When you hit "can't reach https://api.example.com," don't guess — go from the lower layers up (or in the order a request happens). Here's the decision tree:

   1. DNS returns the right IP?    dig +short api.example.com
        ├─ empty/wrong → DNS error (wrong name, wrong record, cache TTL) → Article 7
        └─ returns IP ✓
   2. Host (IP) reachable?         ping <IP>  /  traceroute <IP>
        ├─ no          → network/routing error (or ICMP blocked) → Article 4
        └─ reachable ✓
   3. Port open/reachable?         nc -zv <host> 443
        ├─ timeout     → firewall DROP (Article 10) or service not listening
        ├─ refused     → reached the host but NO ONE listens on that port (ss -tlnp on the server)
        └─ succeeded ✓
   4. TLS okay?                    openssl s_client -connect <host>:443
        ├─ verify error → certificate expired/wrong name (Article 9)
        └─ ok ✓
   5. What does HTTP return?       curl -v https://...
        ├─ 4xx         → your fault (URL, auth, parameters)
        ├─ 5xx         → the server's fault (check server logs)
        └─ 2xx ✓ → the network is fine; the problem (if any) is in the application/logic layer

Each step rules out a layer. The moment a step fails, you know where the problem is and which article to read to fix it. This is the difference between "trying everything" and "diagnosing systematically."

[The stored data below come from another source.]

PR #792, opened 2020-04-15
01bootetc: introduce module for updating dracut etc

darkmuggle:
This provides support for updating '/etc/' in the initramfs using
'bootetc=<DEVICE>'. If the device has the path '/initrd-etc', then the
tree is copied into the initramfs.

The purpose of bootetc is to aide immutable operating systems like
Fedora and Red Hat CoreOS that ship static initrds with a path for
user-provided configuration. Example use cases include udev rules, iSCSI
and multipath configuration, fips and Network Manager configurations.

### DIFF
--- a/modules.d/01bootetc/boot-etc.sh
+++ b/modules.d/01bootetc/boot-etc.sh
@@ -1,0 +1,21 @@
+#!/bin/sh
+. /lib/dracut-lib.sh
+
+bootetc=$(getarg bootetc=)
+if [ "${bootetc}x" == "x" ]; then
+    exit 0
+fi
+
+mount_boot bootetc
+if [ -d /boot/initrd-etc ] && [ ! -f /run/bootetc.done ]; then
+    info "bootetc: Updating initramfs etc from ${bootetc}/initrd-etc"
+    copytree /boot/initrd-etc /etc
+    touch /run/bootetc.done
+
+    if [ -z "$DRACUT_SYSTEMD" ]; then
+        systemctl try-restart dracut-cmdline.service
+        systemctl try-restart systemd-udev-trigger.service
+    fi
+fi
+
+umount /boot >/dev/null 2>&1
--- a/dracut.spec
+++ b/dracut.spec
@@ -343,6 +343,7 @@ install -m 0755 51-dracut-rescue-postinst.sh $RPM_BUILD_ROOT%{_sysconfdir}/kerne
 %if 0%{?fedora} || 0%{?rhel} || 0%{?suse_version}
 %{dracutlibdir}/modules.d/01fips
 %endif
+%{dracutlibdir}/modules.d/01bootetc
 %{dracutlibdir}/modules.d/01systemd-initrd
 %{dracutlibdir}/modules.d/03modsign
 %{dracutlibdir}/modules.d/03rescue
--- a/modules.d/01bootetc/boot-etc.service
+++ b/modules.d/01bootetc/boot-etc.service
@@ -1,0 +1,20 @@
+[Unit]
+Description=Update initramfs etc
+Before=iscsi.service iscsid.service lvm2-activation-early.service
+Wants=systemd-udev-trigger.service systemd-udev-settle.service local-fs-pre.target
+After=systemd-udev-trigger.service systemd-udev-settle.service
+Before=local-fs-pre.target dracut-initqueue.service
+
+DefaultDependencies=no
+Conflicts=shutdown.target
+
+ConditionKernelCommandLine=bootetc
+ConditionPathExists=!/run/bootetc.done
+
+[Service]
+Type=oneshot
+ExecStart=/sbin/boot-etc
+ExecStart=/usr/bin/touch /run/bootetc.done
+
+[Install]
+WantedBy=sysinit.target
--- a/modules.d/01bootetc/module-setup.sh
+++ b/modules.d/01bootetc/module-setup.sh
@@ -1,0 +1,24 @@
+#!/bin/bash
+
+# called by dracut
+check() {
+    return 0
+}
+
+# called by dracut
+depends() {
+    return 0
+}
+
+# called by dracut
+install() {
+    inst_simple "$moddir/boot-etc.sh" "/sbin/boot-etc"
+
+    if dracut_module_included "systemd"; then
+        inst_simple "${moddir}/boot-etc.service" "${systemdsystemunitdir}/boot-etc.service"
+        systemctl -q --root "$initdir" enable boot-etc.service
+    else
+        inst_hook pre-trigger 01 "$moddir/boot-etc.sh"
+    fi
+
+}
--- a/modules.d/01fips/fips-boot.sh
+++ b/modules.d/01fips/fips-boot.sh
@@ -6,7 +6,7 @@ elif [ -z "$fipsmode" ]; then
     die "FIPS mode have to be enabled by 'fips=1' not just 'fips'"
 elif getarg boot= >/dev/null; then
     . /sbin/fips.sh
-    if mount_boot; then
+    if mount_boot boot fips=1; then
         do_fips || die "FIPS integrity test failed"
     fi
 fi
--- a/modules.d/01fips/fips-noboot.sh
+++ b/modules.d/01fips/fips-noboot.sh
@@ -6,6 +6,6 @@ elif [ -z "$fipsmode" ]; then
     die "FIPS mode have to be enabled by 'fips=1' not just 'fips'"
 elif ! [ -f /tmp/fipsdone ]; then
     . /sbin/fips.sh
-    mount_boot
+    mount_boot boot fips=1
     do_fips || die "FIPS integrity test failed"
 fi
--- a/modules.d/01fips/fips.sh
+++ b/modules.d/01fips/fips.sh
@@ -1,58 +1,5 @@
 #!/bin/sh
 
-mount_boot()
-{
-    boot=$(getarg boot=)
-
-    if [ -n "$boot" ]; then
-        case "$boot" in
-        LABEL=*)
-            boot="$(echo $boot | sed 's,/,\\x2f,g')"
-            boot="/dev/disk/by-label/${boot#LABEL=}"
-            ;;
-        UUID=*)
-            boot="/dev/disk/by-uuid/${boot#UUID=}"
-            ;;
-        PARTUUID=*)
-            boot="/dev/disk/by-partuuid/${boot#PARTUUID=}"
-            ;;
-        PARTLABEL=*)
-            boot="/dev/disk/by-partlabel/${boot#PARTLABEL=}"
-            ;;
-        /dev/*)
-            ;;
-        *)
-            die "You have to specify boot=<boot device> as a boot option for fips=1" ;;
-        esac
-
-        if ! [ -e "$boot" ]; then
-            udevadm trigger --action=add >/dev/null 2>&1
-            [ -z "$UDEVVERSION" ] && UDEVVERSION=$(udevadm --version)
-            i=0
-            while ! [ -e $boot ]; do
-                if [ $UDEVVERSION -ge 143 ]; then
-                    udevadm settle --exit-if-exists=$boot
-                else
-                    udevadm settle --timeout=30
-                fi
-                [ -e $boot ] && break
-                sleep 0.5
-                i=$(($i+1))
-                [ $i -gt 40 ] && break
-            done
-        fi
-
-        [ -e "$boot" ] || return 1
-
-        mkdir /boot
-        info "Mounting $boot as /boot"
-        mount -oro "$boot" /boot || return 1
-    elif [ -d "$NEWROOT/boot" ]; then
-        rm -fr -- /boot
-        ln -sf "$NEWROOT/boot" /boot
-    fi
-}
-
 do_rhevh_check()
 {
     KERNEL=$(uname -r)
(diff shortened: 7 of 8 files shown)


darkmuggle:
@cgwalters this is the end result of the idea to support `/etc` coming from boot.

modules.d/01bootetc/boot-etc.sh
```diff
@@ -0,0 +1,21 @@
+#!/bin/sh
+. /lib/dracut-lib.sh
+
+bootetc=$(getarg bootetc=)
```
cgwalters, line 4: OK, so we require an explicit opt-in karg like `bootetc=1`; and you see us changing FCOS to pass that by default?  Or it only gets injected when e.g. dm-multipath is in use?

modules.d/01bootetc/boot-etc.sh
```diff
@@ -0,0 +1,21 @@
...
+fi
+
+mount_boot bootetc
+if [ -d /boot/initrd-etc ] && [ ! -f /run/bootetc.done ]; then
+    info "bootetc: Updating initramfs etc from ${bootetc}/initrd-etc"
+    copytree /boot/initrd-etc /etc
+    touch /run/bootetc.done
+
+    if [ -z "$DRACUT_SYSTEMD" ]; then
+        systemctl try-restart dracut-cmdline.service
```
cgwalters, line 16: This part is probably the most unfortunate.  I don't know all of what's going on in `dracut-cmdline.service` but it'll need to be prepared to be killed at arbitrary points.

Can't we have this bit run `Before=dracut-cmdline.service`?

modules.d/01bootetc/boot-etc.sh
```diff
@@ -0,0 +1,21 @@
...
+        systemctl try-restart systemd-udev-trigger.service
```
cgwalters, line 17: Hm, why does udev need to be retriggered?

dustymabe: probably so the device that contains the boot partition can be found?

dustymabe: oh `re-triggered`.. not sure

cgwalters:
At a high level, I think the original idea was just that we support e.g. `/boot/etc/multipath.conf`, which would be checked if e.g. `rd.multipath=1` is set or so and used for the rootfs mounting path.  This would be less flexible, but would avoid any need to restart any parts of dracut.

modules.d/01bootetc/boot-etc.sh
darkmuggle: Udev rules :)

modules.d/01bootetc/boot-etc.sh
darkmuggle: Nope, I looked at the boot-path. `dracut-cmdline.service` is run before Udev. we need udev to find the boot device.

jlebon:
I think the approach here has potential. A few questions/comments:
- Do we have any concerns here about trying to wait for `/boot` early on and holding up boot?
- We're modifying boot configuration while booting, which means we'll race with any other code which is reading those files. I agree it probably covers a lot of use case, though it doesn't seem as complete as the approaches discussed in https://github.com/coreos/rpm-ostree/issues/1930. Would you agree?

modules.d/01bootetc/boot-etc.sh
darkmuggle: It's more like `bootetc=LABEL=....`. I envision this being an opt-in. We _could_ use it for FCOS, but I'm particularly keen on that making that decision today.

cgwalters:
> though it doesn't seem as complete as the approaches discussed in coreos/rpm-ostree#1930. Would you agree?

Well I was pushing back against using initramfs mutation for this because it conflicts with any approach to signing, it's mixing *code* and *configuration*.  The initramfs is *code* that should be parsing configuration from e.g. the kernel cmdline.  The problem with multipath is that its configuration is too big for the cmdline.

darkmuggle:
> * Do we have any concerns here about trying to wait for `/boot` early on and holding up boot?

Its a pretty-fast failure and its opt-in only. Since its run after `udev`, it fairly quick.,

> * We're modifying boot configuration while booting, which means we'll race with any other code which is reading those files. I agree it probably covers a lot of use case, though it doesn't seem as complete as the approaches discussed in [coreos/rpm-ostree#1930](https://github.com/coreos/rpm-ostree/issues/1930). Would you agree?

Sort of. I think they are orthogonal. Support in `rpm-ostree` is one question. This could be used for traditional systems and CoreOS now, while support in `coreos/rpm-ostree#1930 ` is done. But the bigger question is first boot, for things like `multipath` or things that are needed to install the system in the first place.

darkmuggle:
> Well I was pushing back against using initramfs mutation for this because it conflicts with any approach to signing, it's mixing _code_ and _configuration_. The initramfs is _code_ that should be parsing configuration from e.g. the kernel cmdline. The problem with multipath is that its configuration is too big for the cmdline.

Multipath configuration can't be used on the commandline. The configuration must originate from `/etc/multipath.conf`. The only way to narrowly scope it multipath would be to bind it to the multipath module; that felt a bit too hacky. I had to step back and realize that Dracut is scoped to Linux et al, not just CoreOS. CoreOS may need it for one thing, but other Linux's could use it for other things.  

This PR is a general solution for general Linux.  And having been a support engineer, I would have killed for the features that this enables such as the ability to change the configuration in the initramfs without having to play the regeneration of the initramfs (because everyone loves the bind mount, chroot, regenerate, reboot game). 

Something else to consider: it was requested that this idea be put in Dracut. If this is too much for CoreOS, then we should carry the narrowly scoped module _in_ our own trees for building CoreOS.

cgwalters:
> The only way to narrowly scope it to multipath would be to bind it to the multipath module; that felt a bit too hacky. 

Right, we also have the iSCSI case which is similar.  But any dracut module that wants to use this shares all the bits of mounting /boot - the difference just comes in that the individual modules would cherry-pick their own config files; IOW:

dm-multipath-pre.service
```
ConditionKernelCmdline=boot
RequiresMountsFor=/boot
ExecStartPre=/bin/cp /boot/etc/multipathd.conf /etc
...
```

iscsid-pre.service:
```
ConditionKernelCmdline=boot
RequiresMountsFor=/boot
ExecStartPre=/bin/cp /boot/etc/iscsid.conf /etc
```

etc.  (Written as a systemd unit instead of the shell, but the same idea applies in both).

I agree it's a good idea to find solutions that will apply to traditional systems too!  And nothing about the "narrow" approach excludes that - IOW once that change landed at some point e.g. Anaconda could be changed for "traditional" Fedora systems to set up dm-multipath that way instead of regenerating the initrd.  But..the *motivation* for doing that is a lot lower if one is always regenerating the initrd locally anyways.

Or to rephrase this, either way something different is happening; CoreOS uses `initrd-etc` and traditional doesn't, or CoreOS uses `/boot/etc/multipath.conf` and traditional doesn't.

cgwalters:
To ensure this is all xref'd; Lennart suggested [using EFI variables](https://lists.freedesktop.org/archives/systemd-devel/2019-September/043486.html) ([my followup](https://lists.freedesktop.org/archives/systemd-devel/2019-November/043754.html)) but it just doesn't work for us because e.g. AWS is BIOS only and we need a uniform mechanism (not to mention e.g. needs to work on s390x too etc.).

cgwalters:
Another angle on this code/configuration thing; as this stands today someone could write an `/boot/initrd-etc/systemd/system/mycustom.service` (and I don't think it would work because systemd would already have loaded the configuration, i.e. something would need to `systemctl daemon-reload`) - but systemd units are arbitrary code that are being injected into the initramfs in this approach.  Whereas if individual services know to look for just their configuration, we avoid the injected code.

darkmuggle:
> Another angle on this code/configuration thing; as this stands today someone could write an `/boot/initrd-etc/systemd/system/mycustom.service` (and I don't think it would work because systemd would already have loaded the configuration, i.e. something would need to `systemctl daemon-reload`) - but systemd units are arbitrary code that are being injected into the initramfs in this approach. Whereas if individual services know to look for just their configuration, we avoid the injected code.

That's why I didn't do a `daemon-reload`. I considered that part of the idea. And no, it doesn't work. I tested that. 

Given the strong distaste for this PR, I'll rework this.

cgwalters:
> Given the strong distaste for this PR, I'll rework this.

Well, we can see what the other drauct devs think too!

darkmuggle:
xref to https://github.com/coreos/ignition-dracut/issues/154 and the commend that inspired this PR https://github.com/coreos/ignition-dracut/issues/154#issuecomment-606881880 for background

jlebon:
I guess one other concern I have with having configs in `/boot` in general is that now we'd have two sources of truth: `/etc` (where dracut sources configs from today) and `/boot/initrd-etc`.

If we constrain this to *just* solving the firstboot case, I think doing something similar to https://github.com/coreos/fedora-coreos-config/pull/346 could make sense. (I.e. apply in initrd, propagate to real root, delete directory). Would that solve the multipath scenario?

cgwalters:
> If we constrain this to just solving the firstboot case, I think doing something similar to coreos/fedora-coreos-config#346 could make sense. (I.e. apply in initrd, propagate to real root, delete directory). Would that solve the multipath scenario?

We need to find the multipath configuration on every boot.

darkmuggle:
> I guess one other concern I have with having configs in `/boot` in general is that now we'd have two sources of truth: `/etc` (where dracut sources configs from today) and `/boot/initrd-etc`.

For an RHCOS in the scope of OCP, there is no easy mechanism to regenerate the initrd.  

The two-sources of truth concern, IMO, is mitigated by the fact that this is an opt-in (off-by-default) option. Turning it is explicitly stating you want to use the mechanism. 

> If we constrain this to _just_ solving the firstboot case, I think doing something similar to [coreos/fedora-coreos-config#346](https://github.com/coreos/fedora-coreos-config/pull/346) could make sense. (I.e. apply in initrd, propagate to real root, delete directory). Would that solve the multipath scenario?

No. Not at all. If root is on a multipath, then it has to be enabled in the initramfs before root is mounted. If the root is mounted first, then the multipath is not activated.  So you have to regenerate the initramfs. I didn't pursue using the MCO to trigger an initramfs regeneration because the MCO can't deliver payloads on a node level; multipath configuration can be/often-is a node-level configuration.  

If:
- appending or regenerating the initrd is out (due to desires to sign, don't want to mutate it)
- reading the files from /boot alternative path is out
- opening the root device and fetching a while-list is worse, especially in the case of LUKS (open, read files, close LUKS, bounce a few things, re-open....)

Then multipath, iSCSI and other complicated disk setups can't be supported by CoreOS.

darkmuggle:
I fear that we might wear our welcome here by debating CoreOS specific concerns here. 

@jlebon @cgwalters @dustymabe let's take the debate to https://github.com/coreos/fedora-coreos-tracker/issues/464 And the Dracut Developers are more than welcome to come to our space. 

I'm inclined to close until a decision is made at the CoreOS level. If the idea wouldn't be merged into CoreOS's own codebase, why ask Dracut to consider it?

cgwalters:
I don't think this problem domain is solely CoreOS specific - it applies to any "image based" system which wants to ship a server-side generated initramfs, right?  And it's good if solutions we come up with can be adopted by other distributions using non-OSTree mechanisms.

darkmuggle:
> I don't think this problem domain is solely CoreOS specific - it applies to any "image based" system which wants to ship a server-side generated initramfs, right? 

Agreed. And that's what I tried to do with this, and why I liked your suggestion to cargo-cult in `/boot/etc`.  And it was your suggestion that I submitted here first. 

> And it's good if solutions we come up with can be adopted by other distributions using non-OSTree mechanisms.

I  suggested that we move the discussion because the scope of conversation had become one about OSTree needs. I had proposed the general solution and it quickly rabbit holed. I would be happy to consider discussing the best implementation for the feature within the scope of the generic Linux community for image-based workflows. CoreOS' needs were indeed the opening justification, but it has dominated the discussion. I'd rather we have our myopic discussions in our own space.

To be clear -- your counter idea of targeted and per-module overrides makes sense, and there's merit to it. As does the merits of Jonathan's concerns about not having N sources of truth (although, having 18 ways to the same thing is a thing in Linux). The solution as proposed puts the power in the hands of the user by allowing for easy side-loading. The tension between the target path and this solution is really whether we want a side-loading functionality for users and to which degree. Not debating OSTree specific concerns.  

My position is that once we enable if Multipath and iSCSI, someone else will want it for something else. In looking at it for Multipath, I concluded that a general side-loading mechanism is pro-user and gives a good balance between image base workloads against image-based workloads. Clearly there are downsides.  My argument is that reducing friction for users will increase adoptions while image masters do their arcane and byzantine dark magic. 

I do think that we should continue the debate for CoreOS in the Fedora CoreOS. Trust me, had I submitted it to Fedora CoreOS or Ignition Dracut this would have looked very different. The general side loading of `/etc` is a starting point and something that the Dracut community can decide. CoreOS is a member of the Dracut community, too. The danger I am trying to avoid is having a change that only suits our needs or having an exclusively CoreOS discussion. 

With that, let's continue the debate on the generic solution here. And then figure it how/if/what to use in our ivory towers.

darkmuggle:
@haraldh Can I bother to weigh in here?  There's a lot going on in the conversations, and without understanding how the Dracut Community feels, this idea is pretty much dead in my opinion.

haraldh:
For the reference.. @darkmuggle and I chatted in private.

I opted for either a `unsecure-config` source, which has to be treated carefully and/or a signed config source (signed by the Machine Owner Key or similar).

IMHO, ideally it would be a signed config cpio, which could be checked by grub, so we would avoid any reload of systemd services.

Two symptom pairs that are often confused

Remembering these two pairs saves a lot of time:

  • timeout vs connection refused (in nc/curl): timeout = the packet was dropped by a firewall silently, or the host is unreachable; refused = the host was reached but no service listens on that port (the firewall let it through). Two entirely different causes.
  • DNS is fine but still can't connect vs DNS is wrong: if dig returns the right IP, rule out DNS — don't waste time there; move on down to TCP/TLS/HTTP.

An environment note

A few tools differ across OSes:

   Linux            macOS              Windows
   ip addr          ifconfig           ipconfig
   ss               netstat            netstat
   traceroute       traceroute         tracert
   dig/curl/nc/openssl: nearly the same

Since servers are mostly Linux, learn the Linux set (ip, ss) primarily; but dig, curl, nc, openssl, ping, traceroute are nearly identical everywhere — that's your "carry-anywhere" set.

Wrap-up

Each diagnostic tool inspects one layer: ping/traceroute (network), dig (DNS), ss/nc (port/TCP), openssl (TLS), curl -v (HTTP), tcpdump (packets at every layer). The real power is in the workflow: go from DNS → host → port → TLS → HTTP, each step ruling out a layer to pinpoint the problem instead of guessing. Remember to distinguish timeout (drop/firewall) from refused (no one listening).